Cariprazine in Schizophrenia: Clinical Efficacy, Tolerability, and Place in Therapy

Abstract

Cariprazine is a dopamine D3-preferring D3/D2 receptor partial agonist in late-stage clinical development for the treatment of schizophrenia, as well as for bipolar disorder (manic/mixed and depressive episodes), and as an adjunctive agent for the treatment of major depressive disorder. Four phase 2 or 3, 6-week, randomized controlled trials in acute schizophrenia have been completed and reported as poster presentations or in press releases by the manufacturer. Superiority over placebo on the Positive and Negative Syndrome Scale total score was evidenced for cariprazine in daily doses of 1.5, 3.0, 4.5, 6.0, 1.5-4.5, 3.0-6.0, and 6.0-9.0 mg.
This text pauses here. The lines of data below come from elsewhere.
PR #115, opened 2019-02-28
CI and hooks, assignment refresh and parser refactoring

meling:
See the last commit message for most details...


meling:
No, I believe this is unintended. I'm not quite sure what you mean by "owners without access". As I recall, the process should be:
- Students sign up for a group -- this should only add entries in the database
- A teacher approve a group -- this should create repo and team
- A teacher reject a group -- this should remove (or flag) the group in the database, but do nothing on a github.

0xf8f8ff:
Currently, attempts to approve or reject a group from the frontend are both handled by the _PatchGroup_ method of groups.go. In both cases (approval and rejection) _PatchGroup_ calls _createGroupRepoAndTeam_, which, in turn, calls an scm method _CreateRepoAndTeam_ with repository options where Private=true. _CreateRepoAndTeam_ method than attempts to create a private repo. 
If GitHub Organization plan for that course does not allow private repos, an error would be returned and no action taken. As a result, pending groups cannot be rejected (or approved) for courses based on GitHub Organizations with free plans.

0xf8f8ff:
This Pull Request does not fix some of the group updating issues as discussed above. Should it be necessary to fix it with Echo framework, we will provide a fix in the grpc implementation that can possibly be backported.

PR #121, opened 2019-05-24
Grpc web merge

0xf8f8ff:
Replacing Echo API with gRPC


web/grpcservice/autograder_service.go
```diff
@@ -118,6 +119,10 @@ func (s *AutograderService) GetCourses(ctx context.Context, in *pb.Void) (*pb.Co
 
 // GetCoursesWithEnrollment returns all courses for the user where user enrollment is of a certain type
 func (s *AutograderService) GetCoursesWithEnrollment(ctx context.Context, in *pb.RecordRequest) (*pb.Courses, error) {
+	if in.ID < 1 {
```
meling: Would it make sense to add a validation function for the `RecordRequest` type in validation.go?
Also note that there is benefit to using the `GetID()` (and similar for all other field accessor functions), since allows the `in` (or request) object itself to be `nil` and the function would still work; it would return `nil` or `0` depending on the return type.

meling: Commented before checking the next commit, which does exactly the first thing with the validation function... (so ignore that part of the comment...)

0xf8f8ff: Then it is probably safer to use getters instead of dot notation everywhere in the code?

meling: Yes, it is safer. But it is a tradeoff between safety vs readability. I mention it mainly so that you are aware that the methods does this `nil` check, so that, if you also find the need to do a `nil` check yourself, then that would be unnecessary... and you should use the provide accessor methods. (I'm not suggesting that we should change every instance of using the field variables directly... at least not yet.)

public/src/components/student/GroupInfo.tsx
```diff
@@ -1,22 +1,22 @@
...
-    group: ICourseGroup;
+    group: Group;
     course: ICourse;
 }
 class GroupInfo extends React.Component<IGroupPro, any> {
     public render() {
         const groupMembers: JSX.Element[] = [];
-        for (let i: number = 0; i < this.props.group.users.length; i++) {
-            groupMembers.push(<li key={i} className="list-group-item">{this.props.group.users[i].getName()}</li>);
+        for (let i: number = 0; i < this.props.group.getUsersList().length; i++) {
```
meling: Here I suggest to call `this.props.group.getUsersList()` before the for loop and assign it to a variable `users` and instead use `users.length` and `users[i].getName()` in the for loop.

0xf8f8ff:
> Consider if this commit should be rolled back; these methods are used by `cmd/scm`, but not elsewhere. Are they still useful in `cmd/scm`?

Yes, they are useful.

public/proto/ag_pb.js
```diff
@@ -602,7 +602,7 @@ proto.User.prototype.toObject = function(opt_includeInstance) {
  * @suppress {unusedLocalVariables} f is only used for nested messages
  */
 proto.User.toObject = function(includeInstance, msg) {
-  var obj = {
+  var f, obj = {
```
meling: @0xf8f8ff when running `make proto` on macOS, with:
```
% protoc --version
libprotoc 3.7.1
% tsc --version
Version 3.5.2
```
This file get these minor differences.

public/src/managers/ServerProvider.ts
```diff
@@ -84,9 +84,6 @@ export class ServerProvider implements IUserProvider, ICourseProvider {
     public async getCourses(): Promise<Course[]> {
         const result = await this.grpcHelper.getCourses();
         if (result.statusCode !== 0 || !result.data) {
-            if (result.message) {
```
meling: Nice update to avoid these. I notice that there are some variations in that some methods check only the status code and others also check if there is `result.data`. It is not clear to me if these variations are required or if it is a bug. If it is a bug, I suggest to add a check function `hasResult` that returns a boolean that can be used everywhere. Maybe the result objects themselves can have such a function. That is, only if the same check function can be used for all result types, as otherwise we would just move the problem elsewhere.

On the other hand, I wonder if the return of empty list early is actually needed, since the iteration over the result list would be empty and so unless `result` is `null`, the `map` and other code may just return the empty list also, making the check unnecessary. (This would be a nice instance of defining errors out of existence ;-)

public/src/managers/GRPCManager.ts
```diff
@@ -287,4 +290,10 @@ export class GrpcManager {
         });
         return grpcPromise;
     }
+    // if gRPC call returns with error, inform user (currently just logs to console)
+    private informUser(response: IGrpcResponse<any>, sender: string): void {
```
meling: I wonder if by use of reflection, you could find the calling method (`sender`) and thereby avoiding to pass the `sender` parameter. It would make it easier to use...

public/src/managers/ServerProvider.ts
0xf8f8ff: Not a bug. Some grpc methods are only supposed to return errors/status codes. In such methods `result.data` will be `null` or of type Void (kinda `null` but sugarcoated for protobuf needs) and we only care about status code (thats where error notification for user is coming from).

public/src/managers/GRPCManager.ts
0xf8f8ff: Done.

meling: Nice

0xf8f8ff:
I guess so. There is no use for separate scripts now that everything is in Makefile.

web/access_control.go
```diff
@@ -108,3 +109,16 @@ func (s *AutograderService) getUserAndSCM2(ctx context.Context, courseID uint64,
...
 	return s.getUserAndSCM(ctx, crs.GetProvider(), mustBeAdmin)
 }
+
+// teacherScopes defines scopes that must be enabled for a teacher token to be valid.
+var teacherScopes = []string{"admin:org", "delete_repo", "repo", "user"}
+
+// hasTeacherScopes checks whether current user has upgraded scopes on provided scm client.
+func (s *AutograderService) hasTeacherScopes(ctx context.Context, sc scm.SCM) bool {
+	auth := sc.GetUserScopes(ctx)
+	if !cmp.Equal(auth.Scopes, teacherScopes) {
```
meling: @0xf8f8ff This `cmp.Equal` I suppose is sensitive to the specific order of the entries coming from github and so, if the order changes in the future, this may fail, or?

web/autograder_service.go
```diff
@@ -117,9 +117,9 @@ func (s *AutograderService) IsAuthorizedTeacher(ctx context.Context, in *pb.Void
 	if err != nil {
```
meling: @0xf8f8ff please check this question about admin? I forget the rules for teacher vs admin. It's on the readme, but don't have time to check. But you may have a different intent with this functionality (I think I rewrote it using `getUserAndSCM()` following directly previous semantics.

web/access_control.go
0xf8f8ff: Yes, it is order sensitive. I'll add sort before compare, probably as a separate function.

web/autograder_service.go
0xf8f8ff: Yes, user must be admin. Updated boolean in method call.

0xf8f8ff: About passing course ID: there is no course connection here, scopes are granted by github on the user token issued by Autograder. It happens once per user (unless we revoke all user tokens) and has nothing to do with a specific course.

web/organizations.go
```diff
@@ -30,7 +30,6 @@ func (s *AutograderService) getAvailableOrganizations(ctx context.Context, sc sc
 		course, err := s.db.GetCourseByOrganizationID(org.ID)
 		if err != nil {
 			s.logger.Errorf("couldn't fetch course from database: %v", err)
-			continue
```
meling: Sorry about this. It is probably because the error from the database is `gorm.ErrRecordNotFound`, which is what we want. So we could instead check for this error type and only continue if `err` is different from record not found. (We should only log an error if a different error message than record not found is discovered.)

meling:
> Ok, the `Enrolled` field is actually being set by a gorm method, was a bit confusing as the value never comes to the database. Then the only thing we lose is enrollment ID, which does not seem to be used in UI anyway. Returning the old method.

Okay sounds good. But bear in mind that I may not have the complete picture of how this is being used on the frontend. I just thought it was a bit worrying to do multiple RPCs like that...

web/hooks.go
```diff
@@ -171,12 +172,13 @@ func runTests(logger *zap.Logger, db database.Database, runner ci.Runner, repo *
 		logger.Error("Failed to extract results from log", zap.Error(err))
 		return
 	}
+	log.Println("hooks: RunTests got result from CI with score: ", result.TotalScore())
```
meling: If these log statements are meant to be useful in production, we can use `logger.Debug()` as used elsewhere in this function.

ci/results.go
```diff
@@ -34,6 +34,7 @@ func ExtractResult(out, secret string, execTime time.Duration) (*Result, error)
 		// check if line has expected JSON score string
 		if score.HasPrefix(line) {
 			sc, err := score.Parse(line, secret)
+			log.Println("ci got score parsing ci results, line: ", sc)
```
meling: It seems `ExtractResult()` is only used from `web/hooks.go:runTests()` which also has access to the logger, and so we can also pass that logger to `ExtractResults()` as the first argument. Thus, we can replace these `log.Println` statements with appropriate `logger.Debug` statements.

web/hooks.go
0xf8f8ff: No, they are absolutely not meant for production. I will remove them when I am ready with understanding what is wrong with submission score parsing. Hopefully tomorrow.

scm/github.go
```diff
@@ -111,10 +111,40 @@ func (s *GithubSCM) CreateRepository(ctx context.Context, opt *CreateRepositoryO
...
+	var err error
+	// if ID is set, get by ID
+	if opt.ID > 0 {
+		gitRepo, _, err = s.client.Repositories.GetByID(ctx, opt.ID)
+	} else {
+		// otherwise get by repo name and owner (usually owner = organization name)
+		gitRepo, _, err = s.client.Repositories.Get(ctx, opt.Owner, opt.Path)
+	}
+	if err != nil {
+		return nil, err
```
meling: Shouldn't we log err here?

0xf8f8ff: I tried to move most of the logging to API level to avoid spamming with the same error from several packages, only left cases when this is necessary. I'll recheck this one.

PR #128, opened 2019-08-20
Update java8.tmpl

vinaysetty:


vinaysetty:
switching to gradle:5.6-jdk12

PR #134, opened 2019-09-16
Fix for rebuilding of approved labs

0xf8f8ff:
Previously approved labs would be marked as unapproved if rebuild of that lab was triggered by push event. Both push event and rebuild button event will now ignore already approved labs.


0xf8f8ff:
No. Do we want them to be able to update approved labs score? It can be done.

meling:
There seems to be a conflict that prevents merging these changes.

PR #142, opened 2019-10-29
Group submission access

0xf8f8ff:
When accessing group submissions, there will no longer be enough to provide any group ID > 0, the current user must also be a group member (or course teacher).

### DIFF
--- a/web/autograder_service.go
+++ b/web/autograder_service.go
@@ -413,10 +413,15 @@ func (s *AutograderService) GetSubmissions(ctx context.Context, in *pb.Submissio
 		s.logger.Errorf("GetSubmissions failed: authentication error: %w", err)
 		return nil, ErrInvalidUserInfo
 	}
+
+	// even if there is no group ID in request and the grp value is nil, checking whether it contains the current user will just return false
+	grp, _ := s.getGroup(&pb.RecordRequest{ID: in.GetGroupID()})
+	s.logger.Debugf("Checking group user: %v+", grp.Contains(usr))
+
 	// ensure that current user is teacher or the current user is owner of the submission request
 	if !s.hasCourseAccess(usr.GetID(), in.GetCourseID(), func(e *pb.Enrollment) bool {
-		return e.Status == pb.Enrollment_TEACHER || usr.GetIsAdmin() || // TODO: remove isadmin after testing stage
-			(e.Status == pb.Enrollment_STUDENT && (usr.IsOwner(in.GetUserID()) || in.GetGroupID() > 0)) //TODO(meling): The Group check should be more precise; check that usr is in group.
+		return e.Status == pb.Enrollment_TEACHER || usr.GetIsAdmin() ||
+			(e.Status == pb.Enrollment_STUDENT && (usr.IsOwner(in.GetUserID()) || grp.Contains(usr)))
 	}) {
 		s.logger.Error("GetSubmissions failed: user is not teacher or submission author")
 		return nil, status.Errorf(codes.PermissionDenied, "only owner and teachers can get submissions")
--- a/web/autograder_service.go
+++ b/web/autograder_service.go
@@ -406,7 +406,7 @@ func (s *AutograderService) DeleteGroup(ctx context.Context, in *pb.RecordReques
 }
 
 // GetSubmissions returns the submissions matching the query encoded in the action request.
-// Access policy: Current User if Owner of submission, Teacher of CourseID.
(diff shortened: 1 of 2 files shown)


web/autograder_service.go
```diff
@@ -406,17 +406,21 @@ func (s *AutograderService) DeleteGroup(ctx context.Context, in *pb.RecordReques
 }
 
 // GetSubmissions returns the submissions matching the query encoded in the action request.
-// Access policy: Current User if Owner of submission, Teacher of CourseID.
+// Access policy: Current User if Owner of submission (or member of the group in case of group submission), Teacher of CourseID.
```
meling: We use comma separate list for disjoint parts of the access policy.
But since this is a long line, I suggest to move it to separate lines, e.g.:
```
// Access policy:
// Current User if Owner of submission,
// Current User is member of group for group submission,
// Teacher of CourseID.
```

web/autograder_service.go
```diff
@@ -406,17 +406,21 @@ func (s *AutograderService) DeleteGroup(ctx context.Context, in *pb.RecordReques
...
 	}
+
+	// even if there is no group ID in request and the grp value is nil, checking whether it contains the current user will just return false
+	grp, _ := s.getGroup(&pb.RecordRequest{ID: in.GetGroupID()})
+
 	// ensure that current user is teacher or the current user is owner of the submission request
 	if !s.hasCourseAccess(usr.GetID(), in.GetCourseID(), func(e *pb.Enrollment) bool {
-		return e.Status == pb.Enrollment_TEACHER || usr.GetIsAdmin() || // TODO: remove isadmin after testing stage
-			(e.Status == pb.Enrollment_STUDENT && (usr.IsOwner(in.GetUserID()) || in.GetGroupID() > 0)) //TODO(meling): The Group check should be more precise; check that usr is in group.
+		return e.Status == pb.Enrollment_TEACHER || usr.GetIsAdmin() ||
```
meling: Note that admin is not specified in the access policy.

web/autograder_service.go
```diff
@@ -406,17 +406,21 @@ func (s *AutograderService) DeleteGroup(ctx context.Context, in *pb.RecordReques
...
-// Access policy: Current User if Owner of submission, Teacher of CourseID.
+// Access policy: Current User if Owner of submission (or member of the group in case of group submission), Teacher of CourseID.
 func (s *AutograderService) GetSubmissions(ctx context.Context, in *pb.SubmissionRequest) (*pb.Submissions, error) {
 	usr, err := s.getCurrentUser(ctx)
 	if err != nil {
 		s.logger.Errorf("GetSubmissions failed: authentication error: %w", err)
 		return nil, ErrInvalidUserInfo
 	}
+
+	// even if there is no group ID in request and the grp value is nil, checking whether it contains the current user will just return false
```
meling: check to:
```
// grp may be nil if there is no group ID in request; this is fine, since the grp.Contains() returns false in this case.
```

web/autograder_service.go
0xf8f8ff: Well, that's a kind of backdoor that you need if you want an admin to be able to check, debug and fix problem for existing course labs by just adding them to the course as a regular student (without promoting to course teacher).
Otherwise you'd have to promote admins to course teachers, and for now this action cannot be undone.

meling: ok, then we must add Admin to the policy doc

web/submissions_test.go
```diff
@@ -0,0 +1,238 @@
...
+	}
+
+	groupSubmission, err = ags.GetSubmissions(ctx, &pb.SubmissionRequest{CourseID: course.ID, GroupID: 1})
+	if err == nil {
+		t.Error("Expected error: only owner and teachers can get submissions")
+	}
+
+	// the third student (not enrolled in the course) should not be able to access submission even if it belongs to that student
+	ctx = withUserContext(context.Background(), student3)
+	personalSubmission, err = ags.GetSubmissions(ctx, &pb.SubmissionRequest{CourseID: course.ID, UserID: student3.ID})
```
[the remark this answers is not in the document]
0xf8f8ff: If `personalSubmission`'s value is anything but nil, the error we check for on the next line will be nil, so the test will fail. Should we also check explicitly that `personalSubmission` has nil value here?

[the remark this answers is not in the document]
meling: Sorry. I didn’t read this accurately. But it wouldn’t hurt to also check for nil on `personalSubmission`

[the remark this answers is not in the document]
meling: On the other hand it isn’t so important

PR #145, opened 2019-10-31
Attempt to fix "too many open files" error

0xf8f8ff:
- shorter write timeout for http server
- closing the body of echo requests manually


meling:
This could of course be related to the problem but it would be nice if we could write a test case to open many connections in a loop and see if we can reproduce the too many open files problem. We don’t need to run this test always but it would be nice to have a test to try it and that we can rerun later to reproduce and similarly check if the fix actually didn’t cause the problem. 

Also it would be relevant to look over the code for other missing close calls.

meling:
Not that we could run such a test in a separate VM and set the open file count to some reasonable small number.

meling:
Merging now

A randomized controlled trial for the prevention of relapse of schizophrenia is ongoing. In short-term, randomized controlled trials, cariprazine does not appear to adversely impact metabolic variables, prolactin, or the electrocardiogram (ECG) QT interval. In the fixed-dose study of cariprazine that tested 1.5, 3.0, and 4.5 mg/day, the most commonly encountered adverse events were insomnia, extrapyramidal disorder, sedation, akathisia, nausea, dizziness, vomiting, anxiety, and constipation. However, the differences in incidence versus placebo for these events were generally small. If approved by regulatory authorities, cariprazine would join aripiprazole as the second dopamine receptor partial agonist antipsychotic available for clinical use. Cariprazine differs from aripiprazole in terms of dopamine D3 receptor selectivity. Further studies would be helpful to discern the distinguishing features of cariprazine from other second-generation antipsychotics.